Use the entries below and reproduce exactly the lines from the one containing "return false;" down to the one containing "Great idea 👍", both of them included.

**Data shown:**
⟨

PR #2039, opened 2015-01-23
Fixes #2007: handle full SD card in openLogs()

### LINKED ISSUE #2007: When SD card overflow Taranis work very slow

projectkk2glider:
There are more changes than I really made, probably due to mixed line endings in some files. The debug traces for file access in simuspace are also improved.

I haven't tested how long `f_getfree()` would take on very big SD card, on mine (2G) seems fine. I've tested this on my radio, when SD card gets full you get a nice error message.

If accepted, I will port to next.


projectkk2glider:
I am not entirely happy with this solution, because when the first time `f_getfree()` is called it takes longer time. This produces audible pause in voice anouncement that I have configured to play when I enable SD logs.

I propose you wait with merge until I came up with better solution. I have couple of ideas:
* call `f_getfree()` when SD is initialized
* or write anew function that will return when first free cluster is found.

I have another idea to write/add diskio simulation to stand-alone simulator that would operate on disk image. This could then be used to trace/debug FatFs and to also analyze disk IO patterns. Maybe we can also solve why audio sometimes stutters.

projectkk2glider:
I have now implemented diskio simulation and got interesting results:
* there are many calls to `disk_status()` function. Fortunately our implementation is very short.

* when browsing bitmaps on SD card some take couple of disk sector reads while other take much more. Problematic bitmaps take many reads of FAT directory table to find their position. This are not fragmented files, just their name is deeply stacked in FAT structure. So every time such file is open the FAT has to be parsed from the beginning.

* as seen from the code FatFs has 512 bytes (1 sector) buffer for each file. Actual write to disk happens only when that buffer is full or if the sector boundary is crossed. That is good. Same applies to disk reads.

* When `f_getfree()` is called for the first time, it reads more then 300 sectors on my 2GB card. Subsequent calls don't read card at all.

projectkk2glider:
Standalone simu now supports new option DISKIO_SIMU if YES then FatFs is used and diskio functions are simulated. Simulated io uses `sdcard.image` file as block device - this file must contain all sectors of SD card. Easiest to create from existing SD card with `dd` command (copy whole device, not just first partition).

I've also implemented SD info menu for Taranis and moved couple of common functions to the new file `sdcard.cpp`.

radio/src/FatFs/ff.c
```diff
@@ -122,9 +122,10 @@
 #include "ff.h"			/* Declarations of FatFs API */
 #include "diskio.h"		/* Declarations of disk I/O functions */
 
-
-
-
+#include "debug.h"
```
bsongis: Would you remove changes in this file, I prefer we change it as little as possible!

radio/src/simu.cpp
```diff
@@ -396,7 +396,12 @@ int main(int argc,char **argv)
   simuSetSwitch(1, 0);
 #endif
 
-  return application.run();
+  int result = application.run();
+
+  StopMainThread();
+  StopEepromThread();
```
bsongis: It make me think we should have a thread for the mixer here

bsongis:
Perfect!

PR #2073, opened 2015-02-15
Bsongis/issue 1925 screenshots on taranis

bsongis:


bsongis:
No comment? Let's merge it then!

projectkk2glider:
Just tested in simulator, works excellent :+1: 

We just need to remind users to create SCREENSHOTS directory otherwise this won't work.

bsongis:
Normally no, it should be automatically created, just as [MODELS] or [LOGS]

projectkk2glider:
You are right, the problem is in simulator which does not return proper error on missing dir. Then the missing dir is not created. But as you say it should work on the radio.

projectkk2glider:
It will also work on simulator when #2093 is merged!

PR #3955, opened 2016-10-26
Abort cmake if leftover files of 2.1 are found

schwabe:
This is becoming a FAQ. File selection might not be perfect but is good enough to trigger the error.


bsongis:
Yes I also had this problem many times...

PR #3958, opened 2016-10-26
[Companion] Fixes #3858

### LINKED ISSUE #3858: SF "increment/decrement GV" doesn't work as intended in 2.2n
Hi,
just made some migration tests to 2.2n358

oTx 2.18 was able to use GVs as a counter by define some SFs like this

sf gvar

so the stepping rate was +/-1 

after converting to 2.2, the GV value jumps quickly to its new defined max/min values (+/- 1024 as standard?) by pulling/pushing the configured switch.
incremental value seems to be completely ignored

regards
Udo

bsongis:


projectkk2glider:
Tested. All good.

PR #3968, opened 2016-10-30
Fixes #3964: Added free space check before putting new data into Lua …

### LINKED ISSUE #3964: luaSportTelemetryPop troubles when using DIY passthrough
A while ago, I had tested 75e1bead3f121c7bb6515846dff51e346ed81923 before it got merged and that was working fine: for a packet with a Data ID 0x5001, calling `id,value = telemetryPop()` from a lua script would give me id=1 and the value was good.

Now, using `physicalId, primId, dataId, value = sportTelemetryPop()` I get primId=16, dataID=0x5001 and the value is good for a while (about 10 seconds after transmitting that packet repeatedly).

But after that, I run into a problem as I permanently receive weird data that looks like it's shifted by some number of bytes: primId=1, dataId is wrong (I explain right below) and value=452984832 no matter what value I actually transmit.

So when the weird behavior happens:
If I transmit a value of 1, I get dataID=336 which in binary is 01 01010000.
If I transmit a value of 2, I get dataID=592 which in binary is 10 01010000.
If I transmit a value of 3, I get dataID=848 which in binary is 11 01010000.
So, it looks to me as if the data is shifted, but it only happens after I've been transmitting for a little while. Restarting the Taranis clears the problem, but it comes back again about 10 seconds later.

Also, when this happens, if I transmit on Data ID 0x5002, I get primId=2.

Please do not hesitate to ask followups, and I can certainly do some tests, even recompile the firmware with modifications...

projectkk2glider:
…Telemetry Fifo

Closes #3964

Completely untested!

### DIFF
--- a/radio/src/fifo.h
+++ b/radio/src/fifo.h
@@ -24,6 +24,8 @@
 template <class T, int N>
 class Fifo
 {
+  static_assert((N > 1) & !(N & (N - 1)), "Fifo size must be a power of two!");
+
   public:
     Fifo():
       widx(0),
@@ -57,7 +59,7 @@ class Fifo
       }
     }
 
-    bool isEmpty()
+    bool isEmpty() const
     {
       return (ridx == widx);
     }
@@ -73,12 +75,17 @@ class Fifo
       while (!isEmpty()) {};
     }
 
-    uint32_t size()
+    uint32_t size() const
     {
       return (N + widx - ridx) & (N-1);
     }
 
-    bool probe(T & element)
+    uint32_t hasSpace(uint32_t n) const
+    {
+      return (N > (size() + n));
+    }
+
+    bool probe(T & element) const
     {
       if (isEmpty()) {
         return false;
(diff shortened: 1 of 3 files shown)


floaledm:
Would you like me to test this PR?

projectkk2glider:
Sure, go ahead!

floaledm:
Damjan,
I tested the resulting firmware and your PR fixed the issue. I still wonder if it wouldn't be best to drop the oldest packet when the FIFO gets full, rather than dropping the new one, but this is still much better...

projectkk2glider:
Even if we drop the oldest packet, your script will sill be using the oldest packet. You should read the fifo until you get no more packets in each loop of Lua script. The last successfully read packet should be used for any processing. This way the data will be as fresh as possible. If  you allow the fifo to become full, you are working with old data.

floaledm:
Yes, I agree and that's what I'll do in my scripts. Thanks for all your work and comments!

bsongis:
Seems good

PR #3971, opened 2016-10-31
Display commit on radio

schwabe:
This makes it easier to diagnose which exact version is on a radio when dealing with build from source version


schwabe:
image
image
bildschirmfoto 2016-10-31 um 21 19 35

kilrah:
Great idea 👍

⟩
⟨

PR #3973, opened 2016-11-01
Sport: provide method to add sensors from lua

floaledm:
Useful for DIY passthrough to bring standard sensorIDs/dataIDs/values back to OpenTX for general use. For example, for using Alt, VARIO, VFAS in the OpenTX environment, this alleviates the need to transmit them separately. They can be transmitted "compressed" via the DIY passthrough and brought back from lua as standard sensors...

⟩

**Finished exercise:**
         return false;
(diff shortened: 1 of 3 files shown)


floaledm:
Would you like me to test this PR?

projectkk2glider:
Sure, go ahead!

floaledm:
Damjan,
I tested the resulting firmware and your PR fixed the issue. I still wonder if it wouldn't be best to drop the oldest packet when the FIFO gets full, rather than dropping the new one, but this is still much better...

projectkk2glider:
Even if we drop the oldest packet, your script will sill be using the oldest packet. You should read the fifo until you get no more packets in each loop of Lua script. The last successfully read packet should be used for any processing. This way the data will be as fresh as possible. If  you allow the fifo to become full, you are working with old data.

floaledm:
Yes, I agree and that's what I'll do in my scripts. Thanks for all your work and comments!

bsongis:
Seems good

PR #3971, opened 2016-10-31
Display commit on radio

schwabe:
This makes it easier to diagnose which exact version is on a radio when dealing with build from source version


schwabe:
image
image
bildschirmfoto 2016-10-31 um 21 19 35

kilrah:
Great idea 👍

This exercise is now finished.